As in most things, concerning which there seems to be little general
knowledge, we ought to seek for the definitions that are around us.
Theosophy has a specific definition, as the meditation technique is one that
a student uses to learn about himself and nature.  

Theosophy considers every human being is a Soul (mind), and is an "Eternal
Pilgrim."  The mind principle (called Manas ) is that which stores the
thoughts of all our lives.  The total quantity of life-thoughts makes the
stream of our life's meditation --  or that upon which our heart is set.  We
do not often have this as a precise concept, but it can be discovered.  It
is not outside of us, but an interior attitude.  Our mind links our embodied
consciousness (mind) to the inner Spiritual Root of our nature.  In turn,
this places us in a position that we can choose to activate with the
Spiritual Principle of the Universe a portion of which ( a "ray," or,
"spark") is in us and forms the root-base of our existence and gives us a
sense of permanence and of purpose in our existence.

With each one of us is associated a measure of Karma -- the fruit of our
choices and motives for decisions made in earlier lives.  This manifests in
our life as character and tendency, as interest and talent or their lack.
We also ought to include in this our interest in "meditation."  Why do we
seek to understand and use it?  We tend to place all these things together
and call it "our nature."  But, we can also see that "our nature" reaches
out to other "natures" and we meet with such friends or enemies in this life
that we may have established in earlier ones.  One cannot understand or
practice meditation without this as a consideration that interlinks us all.

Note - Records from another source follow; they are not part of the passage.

PR #208, opened 2022-03-28
create inclusive naming check

addyess:
So, there ARE inclusive naming failures but they've been filtered by reviewdog because essentially we're not introducing new failures -- only eliminating existing ones.  I still need to manually test an upgrade from a previous deployment.  Diligent reviews are appreciated

Merge first
* https://github.com/charmed-kubernetes/charm-kubernetes-control-plane/pull/210
* https://github.com/charmed-kubernetes/layer-kubernetes-node-base/pull/1
* https://github.com/juju/layer-index/pull/123

Merge along side:
* https://github.com/charmed-kubernetes/charm-kubernetes-worker/pull/114

PR #211, opened 2022-04-05
Update kubernetes_control_plane.py

addyess:
Fix missed suggestions about renaming flags from @kwmonroe


kwmonroe (approved):

kwmonroe:
Follow-on to #208

PR #20, opened 2026-03-30
Fix callback URL to include /api/automation prefix

malhotra5:
## Problem

Completion callbacks from SDK running inside sandboxes were not being registered properly. The callback URL passed when dispatching automation runs was missing the `/api/automation` prefix that's added by nginx middleware in production.

**Before:**
```
{base_url}/v1/runs/{run_id}/complete
```

**After:**
```
{base_url}/api/automation/v1/runs/{run_id}/complete
```

Without this prefix, the SDK's POST to the completion endpoint would fail to reach the automation service's router, causing:
- Completion callbacks to fail
- Runs to remain in RUNNING status until the watchdog eventually marks them as failed

### `automation/constants.py`
- Added `API_PATH_PREFIX = "/api/automation"` constant with documentation explaining its purpose

### `automation/dispatcher.py`
- Updated callback URL construction to include the `/api/automation` prefix
- Updated module docstring to reflect the correct endpoint path
- Imported the new `API_PATH_PREFIX` constant

### `tests/test_dispatcher.py`
Added `TestCallbackUrl` class with 3 unit tests:
- `test_callback_url_includes_api_automation_prefix` - Verifies the prefix is included
- `test_callback_url_with_custom_base_url` - Verifies custom base URL is used correctly  
- `test_callback_url_strips_trailing_slash` - Verifies no double slashes when base_url has trailing slash

## Testing

All new tests pass:
```bash
uv run pytest tests/test_dispatcher.py::TestCallbackUrl -v
# 3 passed
```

Let us consider what Mme. Blavatsky says in THE KEY TO THEOSOPHY (p. 10):  

Meditation ..."is silent and unuttered prayer, or, as Plato expressed it,
"the ardent turning of the soul towards the   divine."	This divine is the
Higher Self (Atma/Buddhi) or the divine Spirit Wisdom within each of us.

There are two possible objectives to Meditation.

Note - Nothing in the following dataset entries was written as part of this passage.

Issue #23, opened 2026-03-31
Support automation presets for common use cases (prompt, plugins)


xingyaoww:
## Summary

Right now, the automation system works by uploading a full SDK script for every scheduled run. For the 80% use case where a user just wants to schedule a prompt (optionally with plugins), this feels heavyweight — we're re-uploading essentially the same boilerplate script each time. We should explore creating "presets" — predefined templates for common automation patterns.

## Motivation

Most users just want to schedule a prompt, possibly with plugins. Having them upload a full SDK script every time introduces unnecessary complexity and fragility. Presets simplify the user experience and avoid exposing the raw SDK script upload capability before we're ready to officially support it.

## Proposal

Create predefined templates for common automation patterns like "run a prompt" or "run a prompt with plugins." This could take the form of:

1. A higher-level API endpoint (potentially in SaaS) that accepts just a prompt string and plugin config, and generates the SDK script behind the scenes
2. A set of verified template scripts that read configuration (prompt, plugins) from environment variables, so we can reuse the same script across runs

The full SDK script upload remains available as a power-user escape hatch for advanced use cases.

## Acceptance Criteria

- [ ] Users can create a scheduled automation by providing just a prompt (without uploading a script)
- [ ] Users can optionally specify plugins alongside the prompt
- [ ] The system generates the appropriate SDK script behind the scenes
- [ ] Full SDK script upload is still supported for advanced use cases

PR #25, opened 2026-03-31
feat: add prompt-based automation creation endpoint

malhotra5:
## Summary

Add `POST /v1/from-prompt` endpoint that allows users to create automations by simply providing a prompt instead of manually creating and uploading a tarball.

### New Files
- **`automation/prompt_router.py`** - FastAPI router with:
  - `CreatePromptAutomationRequest` schema (name, prompt, trigger, timeout)
  - `_generate_tarball(prompt)` function to create tarball with SDK code
  - `POST /v1/from-prompt` endpoint

- **`automation/templates/`** directory:
  - `sdk_main.py` - SDK boilerplate that:
    - Fetches LLM config via `workspace.get_llm()`
    - Fetches secrets via `workspace.get_secrets()`
    - Fetches MCP config via `workspace.get_mcp_config()`
    - Creates `LLMSummarizingCondenser` for efficient context management
    - Creates `Agent` with LLM, tools, MCP config, and condenser
    - Executes the user's prompt via a `Conversation`
  - `setup.sh` - Installs SDK packages from PyPI (released versions)

- **`tests/test_prompt_router.py`** - Unit tests for tarball generation

### Modified Files
- **`automation/app.py`** - Register prompt_router
- **`pyproject.toml`** - Exclude `automation/templates` from ruff and pyright
- **`AGENTS.md`** - Documentation for the new feature

## How It Works

1. User sends `POST /v1/from-prompt` with:
   ```json
   {
     "name": "My Automation",
     "prompt": "Create a file called hello.txt with 'Hello World' inside",
     "trigger": {"type": "cron", "schedule": "0 9 * * 1", "timezone": "UTC"},
     "timeout": 300
   }
   ```

2. Service generates a tarball containing:
   - `main.py` - SDK code that reads `prompt.txt` and executes it
   - `prompt.txt` - The user's prompt
   - `setup.sh` - SDK installation

3. Uploads tarball to storage and creates both `TarballUpload` and `Automation` records

4. Returns the automation response with `tarball_path` pointing to `oh-internal://uploads/{uuid}`

## Testing

```bash
# Unit tests (tarball generation)
uv run pytest tests/test_prompt_router.py -v
```

All 4 unit tests pass. Integration tests require Docker and are appropriately skipped in CI without Docker.

---

*This PR was created by an AI assistant (OpenHands) on behalf of the user.*

@malhotra5 can click here to [continue refining the PR](https://app.all-hands.dev/conversations/cac56638-2749-43e7-8835-4aacb1e2c652)

Related to #23


automation/prompt_router.py
```diff
@@ -0,0 +1,185 @@
...
+        description=f"Auto-generated from prompt: {body.prompt[:100]}...",
+        status=UploadStatus.UPLOADING,
+        storage_path=storage_path,
+    )
+    session.add(upload)
+    await session.flush()
+
+    # Upload to storage (synchronous operation)
+    try:
+        file_store.write(path=storage_path, contents=tarball_content)
```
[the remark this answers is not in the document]
malhotra5: Fixed in 7f3677c. Changed from synchronous `write()` to async `write_stream()` using an async iterator helper `_bytes_to_async_iter()` to avoid blocking the event loop.

_This response was generated by an AI assistant (OpenHands)._

automation/prompt_router.py
```diff
@@ -0,0 +1,185 @@
...
+        name=body.name,
+        trigger=body.trigger.model_dump(),
+        tarball_path=tarball_path,
+        setup_script_path="setup.sh",
+        entrypoint="python main.py",
+        timeout=body.timeout,
+    )
+    session.add(automation)
+    await session.flush()
+    await session.refresh(automation)
```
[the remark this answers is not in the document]
malhotra5: Fixed in 7f3677c. Added try/except around automation creation with cleanup logic that calls `file_store.delete(storage_path)` if the automation record creation fails.

_This response was generated by an AI assistant (OpenHands)._

automation/prompt_router.py
```diff
@@ -0,0 +1,185 @@
...
+        tar.addfile(prompt_info, io.BytesIO(prompt_bytes))
+
+        # Add setup.sh from template
+        setup_sh_path = TEMPLATES_DIR / "setup.sh"
+        setup_sh_content = setup_sh_path.read_text()
+        setup_sh_bytes = setup_sh_content.encode("utf-8")
+        setup_sh_info = tarfile.TarInfo(name="setup.sh")
+        setup_sh_info.size = len(setup_sh_bytes)
+        setup_sh_info.mode = 0o755  # Make executable
+        tar.addfile(setup_sh_info, io.BytesIO(setup_sh_bytes))
```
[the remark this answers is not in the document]
malhotra5: Fixed in 7f3677c. Extracted `_add_file_to_tar()` helper function that reduces the tarball generation from 22 lines to 3 lines:

```python
_add_file_to_tar(tar, "main.py", templates["main.py"])
_add_file_to_tar(tar, "prompt.txt", prompt)
_add_file_to_tar(tar, "setup.sh", templates["setup.sh"], mode=0o755)
```

_This response was generated by an AI assistant (OpenHands)._

tests/test_prompt_router.py
```diff
@@ -0,0 +1,323 @@
...
+        assert data["trigger"]["schedule"] == "0 9 * * 1"
+        assert data["entrypoint"] == "python main.py"
+        assert data["setup_script_path"] == "setup.sh"
+        assert data["tarball_path"].startswith("oh-internal://uploads/")
+        assert data["enabled"] is True
+        assert "id" in data
+        assert data["user_id"] == str(TEST_USER_ID)
+
+        # Verify file store was called
+        mock_file_store.write.assert_called_once()
```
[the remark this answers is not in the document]
malhotra5: Fixed in 7f3677c. Improved test to:
1. Capture the actual tarball content from the mock
2. Verify the tarball contains `main.py`, `prompt.txt`, and `setup.sh`
3. Verify the prompt content matches exactly what was sent

_This response was generated by an AI assistant (OpenHands)._

automation/prompt_router.py
```diff
@@ -0,0 +1,185 @@
...
+
+    Returns:
+        bytes: The tarball content as bytes
+    """
+    tarball_buffer = io.BytesIO()
+
+    with tarfile.open(fileobj=tarball_buffer, mode="w:gz") as tar:
+        # Add main.py from template
+        main_py_path = TEMPLATES_DIR / "sdk_main.py"
+        main_py_content = main_py_path.read_text()
```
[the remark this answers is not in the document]
malhotra5: Fixed in 7f3677c. Added `_load_templates()` function with module-level `_TEMPLATE_CACHE` that loads templates on first access and returns cached values on subsequent calls.

_This response was generated by an AI assistant (OpenHands)._

pyproject.toml
```diff
@@ -55,6 +55,7 @@ dev = [
 [tool.ruff]
 target-version = "py312"
 line-length = 88
+extend-exclude = ["automation/templates"]
```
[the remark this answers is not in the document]
malhotra5: Acknowledged. The templates are excluded because they run inside the sandbox with SDK code patterns. I will consider adding syntax-checking in CI as a follow-up if needed.

_This response was generated by an AI assistant (OpenHands)._

automation/prompt_router.py
```diff
@@ -0,0 +1,185 @@
...
+    upload_id = uuid.uuid4()
+    storage_path = _build_storage_path(user.org_id, user.user_id, upload_id)
+
+    # Create upload record
+    upload = TarballUpload(
+        id=upload_id,
+        user_id=user.user_id,
+        org_id=user.org_id,
+        name=f"prompt-automation-{body.name[:50]}",
+        description=f"Auto-generated from prompt: {body.prompt[:100]}...",
```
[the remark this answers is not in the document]
malhotra5: Fixed in 7f3677c. Added `_safe_truncate()` helper function that properly encodes to UTF-8, slices at byte boundary, then decodes with `errors="ignore"` to handle multi-byte character splitting:

```python
def _safe_truncate(text: str, max_bytes: int) -> str:
    encoded = text.encode("utf-8")[:max_bytes]
    return encoded.decode("utf-8", errors="ignore")
```

_This response was generated by an AI assistant (OpenHands)._

automation/templates/__init__.py
xingyaoww, line 1: I wonder if we should put it as `templates/prompt_trigger`?

AGENTS.md
```diff
@@ -124,3 +124,40 @@ The SDK's `OpenHandsCloudWorkspace(local_agent_server_mode=True)` reads `SANDBOX
 - **Engine**: SQLAlchemy async with asyncpg; supports direct PostgreSQL (`AUTOMATION_DB_HOST`, `AUTOMATION_DB_PORT`, etc.) or GCP Cloud SQL connector (`AUTOMATION_GCP_DB_INSTANCE`)
 - **Migrations**: Alembic in `migrations/` directory
 - **Locking patterns**: `FOR UPDATE SKIP LOCKED` in scheduler/dispatcher polling, optimistic `UPDATE WHERE status=X` for callback/watchdog
+
+## Prompt-Based Automation Creation
+
+The `/v1/from-prompt` endpoint allows creating automations by simply providing a prompt, without manually creating and uploading a tarball.
```
xingyaoww: I wonder if we should consider name it `/template/prompt`, later we can extend it to maybe `/template/plugins` (but then we inevitably need to update automation code when plugin definition changes in the SDK.. 😓

malhotra5: @openhands make this change 

make sure that the route is placed at `v1/template/prompt` instead 

also create another subdirectory level `automation/templates/prompt` for the actual files containing the sdk code and setup script in `automation/templates/` and move the files under

malhotra5:
Done! I've made the following changes:

1. **Route changed**: `/v1/from-prompt` → `/v1/template/prompt`
2. **Templates moved**: `automation/templates/sdk_main.py` and `automation/templates/setup.sh` → `automation/templates/prompt/` subdirectory
3. **Updated files**:
   - `automation/prompt_router.py` - Updated router prefix and templates path
   - `automation/app.py` - Updated comment
   - `tests/test_prompt_router.py` - Updated endpoint paths
   - `AGENTS.md` - Updated documentation

All unit tests pass (4/4).

Commit: fc36bf9

_This comment was created by an AI assistant (OpenHands) on behalf of the user._

automation/templates/__init__.py
```diff
@@ -0,0 +1 @@
+"""Templates for prompt-based automation generation."""
```
xingyaoww: i think we need to change the doc string

automation/app.py
```diff
@@ -14,6 +14,7 @@
 from automation.db import create_engine, create_session_factory
 from automation.dispatcher import dispatcher_loop
 from automation.logger import setup_all_loggers
+from automation.prompt_router import router as prompt_router
```
xingyaoww: Shall we consider rename it as "preset_router" since it means we will create a few preset/template that user can readily used by plugging in argument instead of SDK scripts?

@OpenHands do some research and give some suggestions here. Do not modify this PR in any way

xingyaoww: Great question! Here's my analysis of the naming options, considering the current PR, the broader vision in issue #23, and internal consistency.

## Current naming landscape in this PR

| Artifact | Current name |
|---|---|
| Python module | `prompt_router.py` |
| Import alias | `prompt_router` |
| URL prefix | `/v1/template` |
| Endpoint | `POST /v1/template/prompt` |
| Router tags | `["Templates"]` |
| Templates dir | `automation/templates/prompt/` |

Notably, the URL and tags already use **"template"**, while only the Python module uses **"prompt"**.

## Option 1: `preset_router` (reviewer suggestion)

**Pros:**
- Aligns directly with issue #23's language: _"We should explore creating \"presets\" — predefined templates for common automation patterns."_
- Implies ready-to-use configurations where users plug in arguments
- Clearly distinguishes from the full SDK-script-upload path

**Cons:**
- Creates a terminology split: URL says `/template`, module says `preset` — you'd want to rename the URL prefix to `/v1/preset` and tags to `["Presets"]` for consistency
- "Preset" is less common in API/framework conventions (most use "template")

## Option 2: `template_router`

**Pros:**
- Already consistent with the URL prefix (`/v1/template`), tags (`Templates`), and directory (`automation/templates/`)
- Natural fit for the pattern: templates are parameterized (prompt text, trigger config) and generate a full automation
- Well-understood API convention — many platforms use "templates" for this concept (GitHub repo templates, Terraform modules, CloudFormation templates)
- Scales naturally: `POST /v1/template/prompt`, `POST /v1/template/prompt-with-plugins`, etc.

**Cons:**
- Could be confused with the literal Jinja/file templates in `automation/templates/` (though context usually disambiguates)

## Option 3: Keep `prompt_router` (status quo)

**Pros:**
- Accurately describes what this specific router does *right now*
- YAGNI — rename when a second preset is actually added

**Cons:**
- Once a second endpoint is added (e.g., plugins), the module name stops making sense
- Already inconsistent with the URL prefix and tags which use "template"

## Recommendation

I'd lean toward **`template_router`** as the strongest option:

1. **Zero URL/tag changes needed** — the prefix is already `/v1/template` and tags are `["Templates"]`
2. **Minimal rename** — just the Python file and import alias
3. **Scales naturally** as new presets are added under the same router
4. **Industry convention** — "template" is the standard term for parameterized blueprints in API design

If the team feels strongly about "preset" (matching issue #23's wording), that works too — but then I'd recommend also renaming the URL prefix to `/v1/preset`, tags to `["Presets"]`, and the directory to `automation/presets/` for full consistency.

Either way, `prompt_router` is the weakest option long-term since it's already inconsistent with the URL scheme and won't generalize.

_This analysis was generated by an AI assistant (OpenHands) on behalf of the user._

malhotra5: The SDK code behavior from this endpoint is set in stone for the prompt endpoint (e.g always include llm, secrets, and mcp config)

For this reason I'd prefer preset over template

automation/templates/__init__.py
malhotra5: Fixed in dade51e. Renamed `automation/templates/` to `automation/presets/` with subdirectory `prompt/` for the prompt-based preset files.

_This response was generated by an AI assistant (OpenHands)._

automation/templates/__init__.py
malhotra5: Fixed in dade51e. Updated the docstring in `automation/presets/__init__.py` to describe presets as ready-to-use automation configurations and list available presets.

_This response was generated by an AI assistant (OpenHands)._

automation/app.py
malhotra5: Fixed in dade51e. Renamed to `preset_router` with full consistency:

- Module: `automation/preset_router.py`
- Import: `from automation.preset_router import router as preset_router`
- URL prefix: `/v1/preset`
- Endpoint: `POST /v1/preset/prompt`
- Router tags: `["Presets"]`
- Directory: `automation/presets/`

This naming better reflects the concept of ready-to-use automation configurations and scales naturally for future presets.

_This response was generated by an AI assistant (OpenHands)._

pyproject.toml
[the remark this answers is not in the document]
malhotra5: Great! If the PR is worth merging and the solution is pragmatic please make sure to approve the PR

automation/presets/prompt/sdk_main.py
```diff
@@ -0,0 +1,163 @@
+"""Prompt-based automation script — runs inside an OpenHands Cloud sandbox.
```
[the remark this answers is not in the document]
malhotra5: Fixed in c882db1. Added `TestPresetFileSyntax` class with two tests:

1. `test_prompt_preset_sdk_main_syntax` - Uses `compile()` to verify `sdk_main.py` has valid Python syntax
2. `test_prompt_preset_setup_sh_exists` - Verifies `setup.sh` exists and contains expected content

This provides a safety net since preset files are excluded from linting, catching syntax errors before they break user automations.

_This response was generated by an AI assistant (OpenHands)._

automation/presets/prompt/sdk_main.py
```diff
@@ -0,0 +1,163 @@
...
+        keep_first=2,
+    )
+    print("  LLMSummarizingCondenser configured (max_size=100, keep_first=2)")
+
+    # Create agent with tools, MCP config, and condenser
+    print("\n=== AGENT ===")
+    tools = [
+        Tool(name=TerminalTool.name),
+        Tool(name=FileEditorTool.name),
+    ]
```
xingyaoww: I wonder if we can use get_default_tools / get_default_agent from openhands.tools here

automation/preset_router.py
```diff
@@ -0,0 +1,226 @@
...
+from automation.storage import FileStore, get_file_store
+from automation.utils.tarball_validation import build_internal_url
+
+
+logger = logging.getLogger(__name__)
+
+router = APIRouter(prefix="/v1/preset", tags=["Presets"])
+
+# Preset files directory for prompt-based automations
+PRESETS_DIR = Path(__file__).parent / "presets" / "prompt"
```
xingyaoww: Shall we call it `PROMPT_PRESETS_DIR` since we will likely include other stuff later

automation/preset_router.py
```diff
@@ -0,0 +1,226 @@
...
+        id=upload_id,
+        user_id=user.user_id,
+        org_id=user.org_id,
+        name=f"prompt-automation-{_safe_truncate(body.name, 50)}",
+        description=f"Auto-generated from prompt: {truncated_prompt}...",
+        status=UploadStatus.UPLOADING,
+        storage_path=storage_path,
+    )
+    session.add(upload)
+    await session.flush()
```
xingyaoww, line 166: I wonder if we can pre-upload the version of "presets" code, and have the prompt be exposed in other ways (eg env vars)... This way we don't have to repeatly upload the same tarball over and over again, we can at least save some space.

Although this might require us to change something in our arch - might not be worth it.

@OpenHands can you do a thorough analysis and provide some suggestions here

xingyaoww: Great question! Here's a thorough analysis of the optimization and the tradeoffs involved.

## Current Architecture (Per-Automation Tarball)

Every `POST /v1/preset/prompt` call:
1. Generates a tarball containing `main.py` (5.8KB), `setup.sh` (241B), and `prompt.txt` (user's prompt)
2. Uploads it to GCS → creates `TarballUpload` record
3. Creates `Automation` pointing to `oh-internal://uploads/{uuid}`

Every **run** of that automation:
1. Dispatcher downloads the tarball from GCS (~2.4KB compressed)
2. Uploads it to the sandbox
3. Sandbox extracts, runs setup.sh, then `python main.py` which reads `prompt.txt`

The boilerplate (`main.py` + `setup.sh`) is **identical** across all prompt-based automations. Only `prompt.txt` varies.

## Option A: Shared Preset Tarball + Prompt via Env Var

**How it would work:**
- Upload `main.py` + `setup.sh` **once** as a shared "preset tarball" (per version)
- Store the prompt in a new column on the `Automation` model (e.g., `metadata JSONB`)
- Dispatcher injects `AUTOMATION_PROMPT` env var when dispatching
- `main.py` reads `os.environ["AUTOMATION_PROMPT"]` instead of `prompt.txt`
- All prompt automations share the same `tarball_path`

One, is directed at enhancing the Personality in its selfish acquisition of
"powers."  it is selfish, and it isolates.  It concentrates one's effort on
personal results -- if persisted in, it will produce some limited results
and, at death, it leaves nothing for Devachanic meditation.  Anything that
is selfish and harmful to the permanent Self, which is the true immortal
aspirant and devotee. 

The other is that which is aimed at understanding the Inner HIGHER SELF and
the potential that it can make available for practical, universal and
righteous action.  This kind of meditation leads to compassion and a real
effective care for others.  It views us as one among many.  It also
considers that as an "immortal" Mind/Soul we have innately to ourselves a
mission that needs the joint cooperative assistance of others to achieve.
We can only reach "Perfection," or the "Goal" envisaged, by joint work.  The
whole of humanity, and all Nature is engaged in this. 

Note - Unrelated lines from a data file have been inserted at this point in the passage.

PR #35, opened 2026-04-03
Rewrite automation service to use Temporal

malhotra5:
## Summary

This PR rewrites the automation service to use [Temporal](https://temporal.io/) for durable workflow execution, replacing the legacy polling-based scheduler/dispatcher/watchdog system.

### Removed (Legacy Code)
- `scheduler.py` - Cron polling loop → replaced by **Temporal Schedules**
- `dispatcher.py` - Pending run polling → replaced by **Temporal Workflows**
- `watchdog.py` - Stale run detection → replaced by **Temporal timeouts**
- `execution.py` - Sandbox lifecycle → moved to **Temporal Activities**
- `utils/run.py`, `utils/cron.py`, `utils/api_key.py` - Legacy utilities

### Added (Temporal Implementation)
| File | Purpose |
|------|---------|
| `temporal/types.py` | Data classes for workflow inputs/outputs |
| `temporal/activities.py` | 6 activities for sandbox operations |
| `temporal/workflows.py` | AutomationWorkflow with crash-proof execution |
| `temporal/schedules.py` | Temporal Schedule management for cron jobs |
| `temporal/client.py` | Temporal client factory |
| `temporal/worker.py` | Worker setup |

### Updated
- `app.py` - FastAPI app now runs Temporal worker as background task
- `router.py` - API routes use Temporal for workflow execution
- `config.py` - Added Temporal connection settings

## Benefits of Temporal

1. **Fault Tolerance**: Workflows automatically resume after crashes
2. **Built-in Timeouts**: No need for watchdog polling
3. **Schedules**: First-class cron scheduling with ScheduleSpec
4. **Activity Retries**: Automatic retries with configurable policies
5. **Visibility**: Rich UI for monitoring workflow execution

## Tests Added

| Test File | Description | Count |
|-----------|-------------|-------|
| `test_types.py` | Data class tests | 12 |
| `test_schedules.py` | Schedule CRUD tests | 11 |
| `test_activities.py` | Activity tests with ActivityEnvironment | 12 |
| `test_workflows.py` | Workflow tests (skipped by default) | 4 |

## Running Tests

```bash
# Unit tests (fast, no external deps)
uv run pytest tests/temporal/test_types.py tests/temporal/test_schedules.py -v

# Activity tests
uv run pytest tests/temporal/test_activities.py -v

# All temporal tests (excluding workflow tests)
uv run pytest tests/temporal/ -v
```

## Deployment Notes

Requires Temporal server. For Kubernetes deployment, Temporal can be deployed as pods. Configuration via environment variables:

```
AUTOMATION_TEMPORAL_HOST=temporal.default.svc.cluster.local
AUTOMATION_TEMPORAL_PORT=7233
AUTOMATION_TEMPORAL_NAMESPACE=default
AUTOMATION_TEMPORAL_TASK_QUEUE=automations
```

---
*This PR was created by an AI assistant (OpenHands) on behalf of the user.*


automation/temporal/workflows.py
```diff
@@ -0,0 +1,329 @@
...
+    API_KEY_RETRY_POLICY,
+    SANDBOX_RETRY_POLICY,
+    TARBALL_RETRY_POLICY,
+    EXECUTION_RETRY_POLICY,
+    CLEANUP_RETRY_POLICY,
+) = _get_retry_policies()
+
+
+@workflow.defn
+class AutomationWorkflow:
```
xingyaoww, line 115: Maybe call it AutomationExecutionWorkflow?

I'd imagine we will have some other workflows

automation/temporal/activities.py
```diff
@@ -0,0 +1,472 @@
...
+    from sqlalchemy import select
+
+    from automation.db import create_engine, create_session_factory
+    from automation.models import TarballUpload
+    from automation.storage import get_file_store
+
+    logger.info("Downloading internal tarball: upload_id=%s", input.upload_id)
+
+    settings = get_settings()
+    engine_result = await create_engine(settings)
```
jlav, line 212: You can share a database connection pool across all your activities. Creating an engine here creates a new pool with new connections every time.

automation/temporal/workflows.py
```diff
@@ -0,0 +1,329 @@
...
+            },
+        )
+
+        settings = get_settings()
+        sandbox_info: SandboxInfo | None = None
+        api_key: str | None = None
+
+        try:
+            # 1. Get per-user API key
+            api_key = await workflow.execute_activity(
```
jlav, line 147: Activity output is stored in plain text in the temporal database, and is visible in the Temporal UI by default. Not a great place to store credentials.

Also, only return information from an activity that is guaranteed to be static until the end of the workflow execution. If these API keys are short lived and the workflow becomes long-lived, it's bound to fail permanently once the API Key expires.

Depending on the lifetime here, sometimes it's better to just re-retrieve info inside of individual activities. If it's long lived, you can look into data converters to encrypt the info: https://docs.temporal.io/default-custom-data-converters#default-data-converter

automation/temporal/workflows.py
```diff
@@ -0,0 +1,329 @@
...
+                    start_to_close_timeout=timedelta(minutes=5),
+                    retry_policy=TARBALL_RETRY_POLICY,
+                )
+            else:
+                # Internal tarball - download from storage, upload to sandbox
+                upload_id = parse_internal_upload_id(tarball_path)
+                if upload_id is None:
+                    raise ValueError(f"Invalid tarball_path: {tarball_path}")
+
+                tarball_data = await workflow.execute_activity(
```
jlav, line 196: The largest factor in workflow throughput is the size of the activity payloads. These tarballs are going to be stored directly workflow history, inside of postgres. Postgres isn't a good place to store large binary data.

Factor this out to store tarballs somewhere externally and have the activity retrieve the contents directly. 

`EXTERNAL_MAX_FILESIZE` is 100MB right now. The max per-event payload size defaults to 4MB in temporal, and the max history is 50MB with warnings emitted at 10MB. Increasing those defaults cripples performance, and right now any file larger than ~4MB would just fail altogether.

tests/temporal/test_workflows.py
jlav, line 1: Strongly recommend just biting the bullet and adding replay tests as early as possible. They'll catch non-determinism errors that you might introduce by modifying the workflow after it's already been deployed. When you make code changes to a workflow, if there are any active workflows when you deploy the change they are likely to fail if they aren't done in a backwards compatible way.

You can read more here on replay tests: https://docs.temporal.io/develop/python/testing-suite#replay

jlav (commented):
Strongly recommend adding a docker compose setup that has the temporal dev server set up (and any other dependencies like postgres) for ease of local development: https://learn.temporal.io/getting_started/python/dev_environment/

Having the temporal UI available locally for debugging is super useful.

In considering the development of the meditative faculty we need first to
learn and then seek those applications which can be made compassionate
generously and practically.  Our perception grows deeper and more universal
as we are able to widen our effectiveness in helping others to grow
themselves.  "For others' sake  ... " is a good phrase always to keep always
in mind.  We grow best when we give away.  But we have to give away with
discrimination and that takes sound preliminary learning.  There is the
accumulation of facts, then their arrangement in logical relationships, and,
finally, the construction in our own minds of the structure of a universal
verity to which we will always be able to refer as a basis for understanding
what appears to be "new" concepts.

As to the meaning and practice of meditation:  It should never be
conspicuous, or spoken about.  And that is because it is the normal
extension of one's study of universal principles.  Everyone knows about
study.  Everyone has devoted a long time to actual study and meditation in
school life. To study, we place "facts" (or data) in our minds -- as
"memory."  To meditate one selects from among our memories a group or an
area of study.  The memories are evoked and then compared with such basic
facts as we are already sure of.  Therefore, every time that one studied a
subject, or wrote an article, or an important letter,  or prepared for a
talk the meditative aspect of study was invoked.

Even when one is not studying,  but only doing one's work, and happen to
think about some subject that is kept "in the back of the mind," it is
evidence of meditation being pursuing as an ongoing process.  If one
reflects on this then the process was:  selection, gathering information,
adjusting data so that a cohesive picture grew, identifying areas that were
uncertain, and finally looking for analogous or similar conditions.
Anything new has to be adjusted so that it is seen to agree with basic
information already proved to ones' self.  If in the course of meditation
one is confronted with some fact that is not congruent with already proven
verities, this necessitates a most careful review of all our earlier built
conclusions.  If we should arbitrarily accept anything without this checking
and verifying process we might be increasing an area of error in our

Theosophy shows how the whole Universe is integrated and has a profound
cohesive and logical meaning.  Everything fits together, and invites our
scrutiny and testing.  There are no secrets as such, nor any dogmas or
beliefs that we should adopt without understanding.  Nothing will ever be
expected of us which we cannot understand and would do willingly once we are
sure of the intention, methods and results.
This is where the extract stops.